* Supplied records
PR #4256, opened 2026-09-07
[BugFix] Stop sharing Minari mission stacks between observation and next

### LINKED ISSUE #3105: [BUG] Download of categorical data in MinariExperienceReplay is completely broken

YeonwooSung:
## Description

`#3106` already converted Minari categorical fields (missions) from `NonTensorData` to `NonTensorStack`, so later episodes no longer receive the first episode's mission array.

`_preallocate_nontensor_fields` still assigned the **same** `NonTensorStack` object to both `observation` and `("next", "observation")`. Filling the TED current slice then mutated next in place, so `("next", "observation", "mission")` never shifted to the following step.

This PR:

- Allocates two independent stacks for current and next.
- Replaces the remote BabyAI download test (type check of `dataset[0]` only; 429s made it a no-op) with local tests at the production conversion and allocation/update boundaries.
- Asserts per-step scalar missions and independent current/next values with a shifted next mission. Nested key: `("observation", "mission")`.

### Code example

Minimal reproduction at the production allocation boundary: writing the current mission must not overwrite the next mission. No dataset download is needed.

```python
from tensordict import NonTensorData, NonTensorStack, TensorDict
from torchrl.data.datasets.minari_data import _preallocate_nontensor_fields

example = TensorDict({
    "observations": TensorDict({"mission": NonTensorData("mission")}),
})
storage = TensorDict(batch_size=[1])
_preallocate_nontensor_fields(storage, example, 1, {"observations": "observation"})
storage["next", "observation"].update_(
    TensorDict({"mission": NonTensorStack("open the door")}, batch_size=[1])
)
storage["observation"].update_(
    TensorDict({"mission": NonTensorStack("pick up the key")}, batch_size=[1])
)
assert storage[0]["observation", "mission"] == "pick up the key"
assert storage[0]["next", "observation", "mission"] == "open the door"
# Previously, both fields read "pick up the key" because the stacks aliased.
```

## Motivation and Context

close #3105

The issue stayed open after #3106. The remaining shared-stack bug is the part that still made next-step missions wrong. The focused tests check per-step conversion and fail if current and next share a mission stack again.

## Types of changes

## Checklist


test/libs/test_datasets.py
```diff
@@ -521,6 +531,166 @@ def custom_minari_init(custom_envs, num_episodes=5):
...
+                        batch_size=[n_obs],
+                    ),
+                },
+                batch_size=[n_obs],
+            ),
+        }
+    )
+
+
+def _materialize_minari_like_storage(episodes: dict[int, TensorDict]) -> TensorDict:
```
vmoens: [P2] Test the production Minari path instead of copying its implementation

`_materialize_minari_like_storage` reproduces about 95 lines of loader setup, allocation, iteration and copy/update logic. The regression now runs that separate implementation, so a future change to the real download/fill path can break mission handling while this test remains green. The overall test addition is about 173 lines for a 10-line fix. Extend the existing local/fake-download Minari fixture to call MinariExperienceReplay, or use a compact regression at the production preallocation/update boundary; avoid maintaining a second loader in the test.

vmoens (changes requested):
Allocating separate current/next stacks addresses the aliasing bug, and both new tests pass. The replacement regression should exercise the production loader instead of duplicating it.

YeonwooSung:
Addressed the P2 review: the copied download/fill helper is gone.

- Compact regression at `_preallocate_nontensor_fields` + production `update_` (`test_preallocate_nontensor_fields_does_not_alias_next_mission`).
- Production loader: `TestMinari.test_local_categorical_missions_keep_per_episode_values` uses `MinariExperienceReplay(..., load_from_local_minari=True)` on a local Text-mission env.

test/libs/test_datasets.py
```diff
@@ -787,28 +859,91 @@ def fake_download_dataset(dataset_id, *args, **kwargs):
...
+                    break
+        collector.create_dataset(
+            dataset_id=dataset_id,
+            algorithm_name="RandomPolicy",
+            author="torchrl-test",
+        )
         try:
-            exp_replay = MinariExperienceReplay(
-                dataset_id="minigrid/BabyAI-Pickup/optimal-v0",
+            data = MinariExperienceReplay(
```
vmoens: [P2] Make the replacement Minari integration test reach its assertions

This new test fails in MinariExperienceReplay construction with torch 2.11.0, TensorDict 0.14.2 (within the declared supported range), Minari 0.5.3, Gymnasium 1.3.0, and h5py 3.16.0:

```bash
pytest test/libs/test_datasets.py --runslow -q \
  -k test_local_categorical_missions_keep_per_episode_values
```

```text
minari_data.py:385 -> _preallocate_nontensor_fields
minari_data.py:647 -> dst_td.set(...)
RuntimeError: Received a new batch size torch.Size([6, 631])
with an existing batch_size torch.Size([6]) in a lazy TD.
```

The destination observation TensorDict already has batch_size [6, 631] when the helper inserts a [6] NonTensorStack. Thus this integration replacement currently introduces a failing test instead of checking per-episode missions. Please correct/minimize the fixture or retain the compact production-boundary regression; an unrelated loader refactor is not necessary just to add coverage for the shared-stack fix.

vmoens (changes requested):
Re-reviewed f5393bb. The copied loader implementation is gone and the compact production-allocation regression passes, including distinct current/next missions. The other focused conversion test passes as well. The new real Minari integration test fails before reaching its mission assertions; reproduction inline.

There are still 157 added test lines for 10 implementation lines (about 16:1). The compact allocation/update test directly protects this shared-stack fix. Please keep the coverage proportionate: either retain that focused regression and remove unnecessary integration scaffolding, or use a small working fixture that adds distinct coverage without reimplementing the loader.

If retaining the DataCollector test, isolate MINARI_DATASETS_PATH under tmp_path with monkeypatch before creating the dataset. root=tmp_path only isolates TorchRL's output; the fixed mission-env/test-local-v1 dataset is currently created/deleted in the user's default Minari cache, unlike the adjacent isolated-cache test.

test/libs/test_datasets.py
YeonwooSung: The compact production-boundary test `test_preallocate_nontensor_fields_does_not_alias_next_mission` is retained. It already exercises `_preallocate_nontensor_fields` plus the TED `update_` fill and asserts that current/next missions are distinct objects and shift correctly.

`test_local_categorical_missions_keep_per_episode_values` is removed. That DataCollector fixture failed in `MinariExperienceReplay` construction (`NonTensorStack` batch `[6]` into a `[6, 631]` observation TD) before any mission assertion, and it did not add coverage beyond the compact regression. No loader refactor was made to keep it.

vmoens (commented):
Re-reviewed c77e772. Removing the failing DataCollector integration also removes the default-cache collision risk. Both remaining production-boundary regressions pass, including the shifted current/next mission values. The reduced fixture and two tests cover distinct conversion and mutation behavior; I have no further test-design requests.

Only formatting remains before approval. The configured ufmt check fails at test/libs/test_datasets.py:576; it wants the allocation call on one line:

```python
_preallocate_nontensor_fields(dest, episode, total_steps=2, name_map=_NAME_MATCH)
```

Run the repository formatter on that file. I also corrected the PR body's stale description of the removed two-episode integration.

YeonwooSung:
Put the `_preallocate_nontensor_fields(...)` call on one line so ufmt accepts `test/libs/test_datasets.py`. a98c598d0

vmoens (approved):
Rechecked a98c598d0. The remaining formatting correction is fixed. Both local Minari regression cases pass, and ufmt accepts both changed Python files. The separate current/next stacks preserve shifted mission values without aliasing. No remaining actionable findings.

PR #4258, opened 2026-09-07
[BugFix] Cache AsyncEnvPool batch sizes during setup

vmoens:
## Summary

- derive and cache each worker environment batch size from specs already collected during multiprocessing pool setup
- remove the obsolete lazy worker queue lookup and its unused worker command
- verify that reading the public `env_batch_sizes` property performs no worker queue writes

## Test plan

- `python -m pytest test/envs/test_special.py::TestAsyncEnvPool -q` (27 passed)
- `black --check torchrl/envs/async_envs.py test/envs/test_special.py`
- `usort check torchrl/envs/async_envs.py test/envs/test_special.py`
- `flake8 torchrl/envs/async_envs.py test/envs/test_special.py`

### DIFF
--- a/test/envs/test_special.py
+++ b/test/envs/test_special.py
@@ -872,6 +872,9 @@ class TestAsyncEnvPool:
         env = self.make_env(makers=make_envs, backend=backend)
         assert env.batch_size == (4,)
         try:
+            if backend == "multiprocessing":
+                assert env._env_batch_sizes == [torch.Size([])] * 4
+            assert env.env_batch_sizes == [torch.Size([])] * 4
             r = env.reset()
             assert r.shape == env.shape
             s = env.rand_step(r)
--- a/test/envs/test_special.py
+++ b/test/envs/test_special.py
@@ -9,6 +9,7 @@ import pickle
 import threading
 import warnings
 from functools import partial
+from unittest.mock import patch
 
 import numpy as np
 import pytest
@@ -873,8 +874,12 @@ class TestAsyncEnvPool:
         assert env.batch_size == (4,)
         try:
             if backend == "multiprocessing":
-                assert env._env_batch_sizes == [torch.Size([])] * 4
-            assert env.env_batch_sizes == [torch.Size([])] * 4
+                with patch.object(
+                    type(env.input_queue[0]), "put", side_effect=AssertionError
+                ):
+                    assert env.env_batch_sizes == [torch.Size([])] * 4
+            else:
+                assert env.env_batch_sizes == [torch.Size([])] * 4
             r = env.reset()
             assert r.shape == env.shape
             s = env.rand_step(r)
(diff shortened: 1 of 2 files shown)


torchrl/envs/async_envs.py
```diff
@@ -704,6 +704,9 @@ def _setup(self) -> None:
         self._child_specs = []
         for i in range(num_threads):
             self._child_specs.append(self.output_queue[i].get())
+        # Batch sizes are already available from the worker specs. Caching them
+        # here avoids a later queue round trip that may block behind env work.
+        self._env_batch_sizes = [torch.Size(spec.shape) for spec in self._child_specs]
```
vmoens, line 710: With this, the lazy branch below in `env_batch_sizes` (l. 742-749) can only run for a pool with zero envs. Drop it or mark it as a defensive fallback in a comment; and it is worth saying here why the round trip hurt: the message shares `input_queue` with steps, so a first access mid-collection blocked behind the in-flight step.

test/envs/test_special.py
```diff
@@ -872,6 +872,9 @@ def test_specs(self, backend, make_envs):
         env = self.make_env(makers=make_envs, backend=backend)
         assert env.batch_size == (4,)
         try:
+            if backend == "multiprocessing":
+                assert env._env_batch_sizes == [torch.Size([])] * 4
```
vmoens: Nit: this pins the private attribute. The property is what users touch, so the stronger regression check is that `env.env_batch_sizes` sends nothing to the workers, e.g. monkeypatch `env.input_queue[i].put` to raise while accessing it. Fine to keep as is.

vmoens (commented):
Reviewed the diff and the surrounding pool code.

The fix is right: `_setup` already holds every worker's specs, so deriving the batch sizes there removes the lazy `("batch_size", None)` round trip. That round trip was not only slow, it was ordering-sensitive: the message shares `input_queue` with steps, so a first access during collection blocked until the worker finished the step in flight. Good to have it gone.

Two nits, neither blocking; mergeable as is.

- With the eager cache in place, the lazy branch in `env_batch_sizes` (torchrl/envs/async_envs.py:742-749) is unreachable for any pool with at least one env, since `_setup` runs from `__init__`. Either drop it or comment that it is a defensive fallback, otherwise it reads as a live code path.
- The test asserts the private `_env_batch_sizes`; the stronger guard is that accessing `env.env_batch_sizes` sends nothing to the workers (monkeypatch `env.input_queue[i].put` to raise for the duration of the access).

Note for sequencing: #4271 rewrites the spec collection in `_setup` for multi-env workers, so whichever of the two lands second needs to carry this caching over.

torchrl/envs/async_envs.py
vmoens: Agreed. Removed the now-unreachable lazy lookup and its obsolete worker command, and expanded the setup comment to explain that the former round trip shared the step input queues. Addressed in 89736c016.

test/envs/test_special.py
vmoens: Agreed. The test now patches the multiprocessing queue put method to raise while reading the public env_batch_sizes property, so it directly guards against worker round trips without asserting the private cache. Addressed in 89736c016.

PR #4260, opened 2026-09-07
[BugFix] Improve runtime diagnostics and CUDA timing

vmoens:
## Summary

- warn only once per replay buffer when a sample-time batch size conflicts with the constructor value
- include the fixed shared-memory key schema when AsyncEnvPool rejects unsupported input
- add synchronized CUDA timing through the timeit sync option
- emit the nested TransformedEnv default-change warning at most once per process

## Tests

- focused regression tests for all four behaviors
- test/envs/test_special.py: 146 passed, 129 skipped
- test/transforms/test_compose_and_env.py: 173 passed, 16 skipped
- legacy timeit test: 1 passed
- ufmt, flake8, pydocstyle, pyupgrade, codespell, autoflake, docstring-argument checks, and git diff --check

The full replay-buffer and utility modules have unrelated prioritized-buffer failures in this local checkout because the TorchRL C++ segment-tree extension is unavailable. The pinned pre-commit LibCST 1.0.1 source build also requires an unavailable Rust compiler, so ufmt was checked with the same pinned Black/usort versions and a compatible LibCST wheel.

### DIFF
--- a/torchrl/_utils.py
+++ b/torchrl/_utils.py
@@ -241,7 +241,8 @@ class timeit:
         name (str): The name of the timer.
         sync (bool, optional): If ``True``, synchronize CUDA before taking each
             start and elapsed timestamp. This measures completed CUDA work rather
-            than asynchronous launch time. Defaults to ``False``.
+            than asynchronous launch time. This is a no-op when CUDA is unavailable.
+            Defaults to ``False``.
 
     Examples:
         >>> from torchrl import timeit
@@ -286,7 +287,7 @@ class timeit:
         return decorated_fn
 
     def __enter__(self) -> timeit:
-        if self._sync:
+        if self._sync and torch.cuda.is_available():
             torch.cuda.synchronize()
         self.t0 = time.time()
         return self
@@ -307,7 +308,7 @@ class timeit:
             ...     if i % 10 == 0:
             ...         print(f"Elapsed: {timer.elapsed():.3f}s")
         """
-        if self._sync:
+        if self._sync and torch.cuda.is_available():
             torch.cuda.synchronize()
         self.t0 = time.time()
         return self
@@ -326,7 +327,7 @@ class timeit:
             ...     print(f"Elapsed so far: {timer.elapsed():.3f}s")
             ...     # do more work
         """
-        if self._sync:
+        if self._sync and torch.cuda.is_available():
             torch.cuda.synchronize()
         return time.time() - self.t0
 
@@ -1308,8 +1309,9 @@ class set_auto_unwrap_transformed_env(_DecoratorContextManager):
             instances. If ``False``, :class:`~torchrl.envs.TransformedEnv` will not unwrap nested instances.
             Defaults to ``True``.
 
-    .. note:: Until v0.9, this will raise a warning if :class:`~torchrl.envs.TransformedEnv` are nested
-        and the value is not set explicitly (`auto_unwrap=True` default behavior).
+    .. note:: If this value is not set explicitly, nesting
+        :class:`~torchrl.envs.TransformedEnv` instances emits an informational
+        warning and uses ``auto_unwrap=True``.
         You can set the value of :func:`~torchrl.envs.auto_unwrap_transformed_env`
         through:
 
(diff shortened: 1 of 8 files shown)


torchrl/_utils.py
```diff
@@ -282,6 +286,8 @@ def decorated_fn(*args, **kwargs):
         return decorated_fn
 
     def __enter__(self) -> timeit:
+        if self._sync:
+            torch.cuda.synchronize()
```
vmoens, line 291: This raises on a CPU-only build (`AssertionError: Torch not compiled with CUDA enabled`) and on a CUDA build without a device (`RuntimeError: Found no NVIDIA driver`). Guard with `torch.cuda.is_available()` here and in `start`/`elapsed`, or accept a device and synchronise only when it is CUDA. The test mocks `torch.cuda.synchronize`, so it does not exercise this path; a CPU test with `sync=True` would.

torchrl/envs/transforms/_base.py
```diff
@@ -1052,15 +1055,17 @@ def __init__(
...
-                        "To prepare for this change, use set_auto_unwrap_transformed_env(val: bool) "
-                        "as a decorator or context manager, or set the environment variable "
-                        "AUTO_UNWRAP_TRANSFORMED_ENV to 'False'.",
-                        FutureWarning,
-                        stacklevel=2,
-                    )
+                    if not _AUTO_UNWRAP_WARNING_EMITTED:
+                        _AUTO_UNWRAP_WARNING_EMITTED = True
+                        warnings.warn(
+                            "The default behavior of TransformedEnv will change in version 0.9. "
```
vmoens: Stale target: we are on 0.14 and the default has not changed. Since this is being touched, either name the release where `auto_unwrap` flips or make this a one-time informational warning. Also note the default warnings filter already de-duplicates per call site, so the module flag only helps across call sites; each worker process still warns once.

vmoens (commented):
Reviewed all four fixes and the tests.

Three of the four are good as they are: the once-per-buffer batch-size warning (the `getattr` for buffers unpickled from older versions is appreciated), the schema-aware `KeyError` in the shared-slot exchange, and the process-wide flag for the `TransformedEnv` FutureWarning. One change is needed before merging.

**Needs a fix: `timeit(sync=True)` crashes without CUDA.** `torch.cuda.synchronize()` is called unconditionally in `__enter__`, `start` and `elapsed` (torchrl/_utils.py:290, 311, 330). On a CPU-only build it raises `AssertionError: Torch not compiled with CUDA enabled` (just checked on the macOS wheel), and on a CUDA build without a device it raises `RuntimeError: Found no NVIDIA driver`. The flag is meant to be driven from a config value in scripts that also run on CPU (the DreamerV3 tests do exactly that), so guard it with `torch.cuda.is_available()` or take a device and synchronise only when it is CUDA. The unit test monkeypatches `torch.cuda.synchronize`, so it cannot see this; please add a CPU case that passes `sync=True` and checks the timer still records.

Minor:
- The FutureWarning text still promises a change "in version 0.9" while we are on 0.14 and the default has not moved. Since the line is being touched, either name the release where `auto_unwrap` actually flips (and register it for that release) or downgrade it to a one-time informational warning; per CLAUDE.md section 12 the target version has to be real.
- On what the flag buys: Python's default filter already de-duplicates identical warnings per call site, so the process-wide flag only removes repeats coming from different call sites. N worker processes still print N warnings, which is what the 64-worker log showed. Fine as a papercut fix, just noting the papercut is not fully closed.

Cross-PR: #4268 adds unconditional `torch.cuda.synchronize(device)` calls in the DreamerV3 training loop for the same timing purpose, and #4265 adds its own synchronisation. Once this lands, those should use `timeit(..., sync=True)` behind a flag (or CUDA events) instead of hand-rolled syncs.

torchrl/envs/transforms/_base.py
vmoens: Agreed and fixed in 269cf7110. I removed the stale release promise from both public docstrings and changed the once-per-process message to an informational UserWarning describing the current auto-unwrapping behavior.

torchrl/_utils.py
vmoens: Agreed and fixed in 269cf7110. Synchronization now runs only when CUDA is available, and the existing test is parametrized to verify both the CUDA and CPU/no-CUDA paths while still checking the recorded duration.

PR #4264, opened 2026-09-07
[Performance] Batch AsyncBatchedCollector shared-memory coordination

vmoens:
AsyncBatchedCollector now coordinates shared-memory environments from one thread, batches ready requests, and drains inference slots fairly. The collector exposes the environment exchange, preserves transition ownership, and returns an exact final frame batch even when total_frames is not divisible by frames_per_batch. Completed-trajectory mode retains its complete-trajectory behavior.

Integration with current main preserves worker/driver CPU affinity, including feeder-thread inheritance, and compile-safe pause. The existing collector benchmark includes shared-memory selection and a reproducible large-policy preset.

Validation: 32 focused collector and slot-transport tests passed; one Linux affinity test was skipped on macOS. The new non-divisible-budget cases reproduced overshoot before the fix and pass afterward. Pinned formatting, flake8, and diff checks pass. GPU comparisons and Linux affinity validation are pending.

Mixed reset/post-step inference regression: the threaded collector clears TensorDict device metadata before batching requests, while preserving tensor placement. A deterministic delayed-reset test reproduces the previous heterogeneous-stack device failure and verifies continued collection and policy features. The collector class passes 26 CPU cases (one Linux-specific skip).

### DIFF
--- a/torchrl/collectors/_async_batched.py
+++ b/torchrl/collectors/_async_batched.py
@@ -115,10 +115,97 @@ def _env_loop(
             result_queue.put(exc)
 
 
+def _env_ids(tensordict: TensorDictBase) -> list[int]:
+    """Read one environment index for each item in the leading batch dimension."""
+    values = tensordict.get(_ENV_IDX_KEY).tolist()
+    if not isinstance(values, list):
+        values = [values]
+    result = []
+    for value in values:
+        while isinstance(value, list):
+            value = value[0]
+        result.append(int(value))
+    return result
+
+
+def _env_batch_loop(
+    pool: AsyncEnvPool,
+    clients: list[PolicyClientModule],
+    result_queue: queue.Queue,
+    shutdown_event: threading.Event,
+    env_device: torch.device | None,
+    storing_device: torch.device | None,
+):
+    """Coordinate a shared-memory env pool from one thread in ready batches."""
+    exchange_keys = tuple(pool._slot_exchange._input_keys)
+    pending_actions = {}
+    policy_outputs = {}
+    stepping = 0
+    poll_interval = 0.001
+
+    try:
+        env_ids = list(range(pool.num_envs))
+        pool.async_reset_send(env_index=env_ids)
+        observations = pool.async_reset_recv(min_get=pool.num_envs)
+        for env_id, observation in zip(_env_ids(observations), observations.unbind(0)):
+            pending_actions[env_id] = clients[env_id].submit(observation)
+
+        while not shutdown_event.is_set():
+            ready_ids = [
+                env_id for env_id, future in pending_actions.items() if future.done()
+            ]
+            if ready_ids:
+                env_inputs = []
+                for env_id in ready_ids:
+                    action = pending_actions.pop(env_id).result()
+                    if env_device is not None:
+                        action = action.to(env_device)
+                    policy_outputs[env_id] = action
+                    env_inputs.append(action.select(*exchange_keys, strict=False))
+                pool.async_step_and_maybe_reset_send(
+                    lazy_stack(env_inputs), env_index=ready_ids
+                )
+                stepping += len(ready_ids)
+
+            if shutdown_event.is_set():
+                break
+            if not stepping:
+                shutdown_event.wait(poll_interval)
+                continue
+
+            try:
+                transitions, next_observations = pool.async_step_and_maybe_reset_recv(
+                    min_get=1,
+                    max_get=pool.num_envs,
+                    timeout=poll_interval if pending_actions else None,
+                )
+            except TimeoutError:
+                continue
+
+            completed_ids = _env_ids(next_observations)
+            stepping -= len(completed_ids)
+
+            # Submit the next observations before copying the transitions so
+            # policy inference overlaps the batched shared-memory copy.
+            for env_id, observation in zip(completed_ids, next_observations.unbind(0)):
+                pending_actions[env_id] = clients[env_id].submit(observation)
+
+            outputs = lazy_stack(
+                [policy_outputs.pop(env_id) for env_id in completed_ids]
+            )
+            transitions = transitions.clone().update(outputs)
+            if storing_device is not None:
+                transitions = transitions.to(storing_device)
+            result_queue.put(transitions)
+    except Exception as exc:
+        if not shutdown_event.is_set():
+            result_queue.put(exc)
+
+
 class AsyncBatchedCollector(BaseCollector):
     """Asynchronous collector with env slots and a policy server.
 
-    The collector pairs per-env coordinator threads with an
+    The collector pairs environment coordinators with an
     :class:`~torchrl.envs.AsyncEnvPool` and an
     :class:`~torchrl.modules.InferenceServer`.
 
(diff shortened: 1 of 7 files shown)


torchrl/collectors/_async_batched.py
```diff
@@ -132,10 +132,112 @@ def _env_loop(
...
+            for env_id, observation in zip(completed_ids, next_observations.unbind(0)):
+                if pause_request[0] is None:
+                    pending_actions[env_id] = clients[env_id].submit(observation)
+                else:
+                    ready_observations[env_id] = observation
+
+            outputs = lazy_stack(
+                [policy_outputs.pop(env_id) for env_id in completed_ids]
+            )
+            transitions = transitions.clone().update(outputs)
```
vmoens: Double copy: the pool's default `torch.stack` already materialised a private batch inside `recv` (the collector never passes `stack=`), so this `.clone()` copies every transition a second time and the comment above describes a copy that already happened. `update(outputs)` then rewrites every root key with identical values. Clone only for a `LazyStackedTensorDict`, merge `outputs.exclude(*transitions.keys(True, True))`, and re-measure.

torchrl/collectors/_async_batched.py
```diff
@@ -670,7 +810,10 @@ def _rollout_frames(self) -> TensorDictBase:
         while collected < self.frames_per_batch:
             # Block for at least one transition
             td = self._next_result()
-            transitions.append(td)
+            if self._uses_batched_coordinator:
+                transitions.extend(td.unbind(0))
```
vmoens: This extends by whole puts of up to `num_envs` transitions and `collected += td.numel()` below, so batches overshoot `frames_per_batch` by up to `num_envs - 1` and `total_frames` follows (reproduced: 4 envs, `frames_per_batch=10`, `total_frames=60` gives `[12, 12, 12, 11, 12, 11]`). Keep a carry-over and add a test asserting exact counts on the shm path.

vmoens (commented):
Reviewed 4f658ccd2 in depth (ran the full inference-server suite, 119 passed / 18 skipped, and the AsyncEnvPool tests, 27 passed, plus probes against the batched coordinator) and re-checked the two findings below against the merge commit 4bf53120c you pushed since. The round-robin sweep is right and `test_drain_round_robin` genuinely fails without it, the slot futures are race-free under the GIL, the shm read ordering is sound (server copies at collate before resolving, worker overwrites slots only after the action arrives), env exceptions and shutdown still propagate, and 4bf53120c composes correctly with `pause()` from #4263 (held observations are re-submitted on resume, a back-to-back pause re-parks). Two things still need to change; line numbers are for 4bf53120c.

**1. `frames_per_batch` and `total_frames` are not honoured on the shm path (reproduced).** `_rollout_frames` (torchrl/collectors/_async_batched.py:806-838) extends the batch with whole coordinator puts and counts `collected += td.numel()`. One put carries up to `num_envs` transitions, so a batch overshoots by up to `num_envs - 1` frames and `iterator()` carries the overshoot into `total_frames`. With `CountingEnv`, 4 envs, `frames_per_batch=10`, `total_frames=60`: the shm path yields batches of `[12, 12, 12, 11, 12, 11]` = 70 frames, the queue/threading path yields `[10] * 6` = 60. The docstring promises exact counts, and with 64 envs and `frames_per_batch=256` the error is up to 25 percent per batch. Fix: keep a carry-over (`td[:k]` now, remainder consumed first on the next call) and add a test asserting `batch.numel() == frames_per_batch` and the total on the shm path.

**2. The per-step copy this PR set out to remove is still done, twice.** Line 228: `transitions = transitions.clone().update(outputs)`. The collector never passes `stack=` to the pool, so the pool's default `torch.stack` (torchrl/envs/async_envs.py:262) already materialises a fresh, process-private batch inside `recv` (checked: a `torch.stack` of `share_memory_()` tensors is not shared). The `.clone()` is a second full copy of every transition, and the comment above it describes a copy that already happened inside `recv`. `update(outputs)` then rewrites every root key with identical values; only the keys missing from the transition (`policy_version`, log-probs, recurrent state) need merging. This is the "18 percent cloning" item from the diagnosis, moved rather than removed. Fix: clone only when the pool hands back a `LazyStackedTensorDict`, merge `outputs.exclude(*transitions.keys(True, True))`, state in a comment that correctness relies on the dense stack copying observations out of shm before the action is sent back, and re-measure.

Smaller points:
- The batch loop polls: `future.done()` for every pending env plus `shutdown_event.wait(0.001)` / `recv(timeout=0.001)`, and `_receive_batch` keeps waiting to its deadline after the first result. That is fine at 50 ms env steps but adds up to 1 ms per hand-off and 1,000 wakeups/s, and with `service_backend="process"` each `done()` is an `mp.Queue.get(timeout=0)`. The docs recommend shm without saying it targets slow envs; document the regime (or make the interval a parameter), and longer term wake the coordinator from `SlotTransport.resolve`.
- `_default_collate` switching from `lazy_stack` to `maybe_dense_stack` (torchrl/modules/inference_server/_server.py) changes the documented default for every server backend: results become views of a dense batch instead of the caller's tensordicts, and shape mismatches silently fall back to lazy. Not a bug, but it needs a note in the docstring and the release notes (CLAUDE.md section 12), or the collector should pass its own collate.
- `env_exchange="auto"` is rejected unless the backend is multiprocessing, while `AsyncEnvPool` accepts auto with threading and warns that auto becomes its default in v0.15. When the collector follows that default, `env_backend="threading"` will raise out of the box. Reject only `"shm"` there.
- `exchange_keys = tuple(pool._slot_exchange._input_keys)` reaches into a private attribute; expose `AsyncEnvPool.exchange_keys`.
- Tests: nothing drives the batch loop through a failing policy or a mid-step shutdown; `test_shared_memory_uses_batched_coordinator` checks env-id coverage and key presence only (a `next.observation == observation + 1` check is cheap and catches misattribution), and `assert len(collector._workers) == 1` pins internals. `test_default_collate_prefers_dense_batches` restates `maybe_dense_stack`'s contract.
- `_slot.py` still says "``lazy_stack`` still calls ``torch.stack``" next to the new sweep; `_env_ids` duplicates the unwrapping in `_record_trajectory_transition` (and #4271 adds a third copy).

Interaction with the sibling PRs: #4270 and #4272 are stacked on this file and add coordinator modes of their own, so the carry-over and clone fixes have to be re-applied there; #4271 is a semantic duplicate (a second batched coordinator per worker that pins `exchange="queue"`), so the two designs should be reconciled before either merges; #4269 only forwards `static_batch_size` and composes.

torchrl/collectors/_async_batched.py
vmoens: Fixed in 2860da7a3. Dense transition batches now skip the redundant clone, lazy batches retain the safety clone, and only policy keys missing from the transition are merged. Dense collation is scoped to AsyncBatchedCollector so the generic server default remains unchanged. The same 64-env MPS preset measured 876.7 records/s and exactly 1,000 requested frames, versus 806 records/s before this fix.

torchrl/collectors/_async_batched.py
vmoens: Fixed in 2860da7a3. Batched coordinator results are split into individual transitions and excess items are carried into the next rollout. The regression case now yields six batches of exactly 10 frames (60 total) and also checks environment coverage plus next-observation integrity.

* Task statement
In the listing above, start at the line with "transitions = transitions.to(storing_device)", go on through the line with "vmoens: Double copy: the", and copy each of those lines exactly; leave out all the rest.

* Your response
+                transitions = transitions.to(storing_device)
+            result_queue.put(transitions)
+    except Exception as exc:
+        if not shutdown_event.is_set():
+            result_queue.put(exc)
+
+
 class AsyncBatchedCollector(BaseCollector):
     """Asynchronous collector with env slots and a policy server.
 
-    The collector pairs per-env coordinator threads with an
+    The collector pairs environment coordinators with an
     :class:`~torchrl.envs.AsyncEnvPool` and an
     :class:`~torchrl.modules.InferenceServer`.
 
(diff shortened: 1 of 7 files shown)


torchrl/collectors/_async_batched.py
```diff
@@ -132,10 +132,112 @@ def _env_loop(
...
+            for env_id, observation in zip(completed_ids, next_observations.unbind(0)):
+                if pause_request[0] is None:
+                    pending_actions[env_id] = clients[env_id].submit(observation)
+                else:
+                    ready_observations[env_id] = observation
+
+            outputs = lazy_stack(
+                [policy_outputs.pop(env_id) for env_id in completed_ids]
+            )
+            transitions = transitions.clone().update(outputs)
```
vmoens: Double copy: the pool's default `torch.stack` already materialised a private batch inside `recv` (the collector never passes `stack=`), so this `.clone()` copies every transition a second time and the comment above describes a copy that already happened. `update(outputs)` then rewrites every root key with identical values. Clone only for a `LazyStackedTensorDict`, merge `outputs.exclude(*transitions.keys(True, True))`, and re-measure.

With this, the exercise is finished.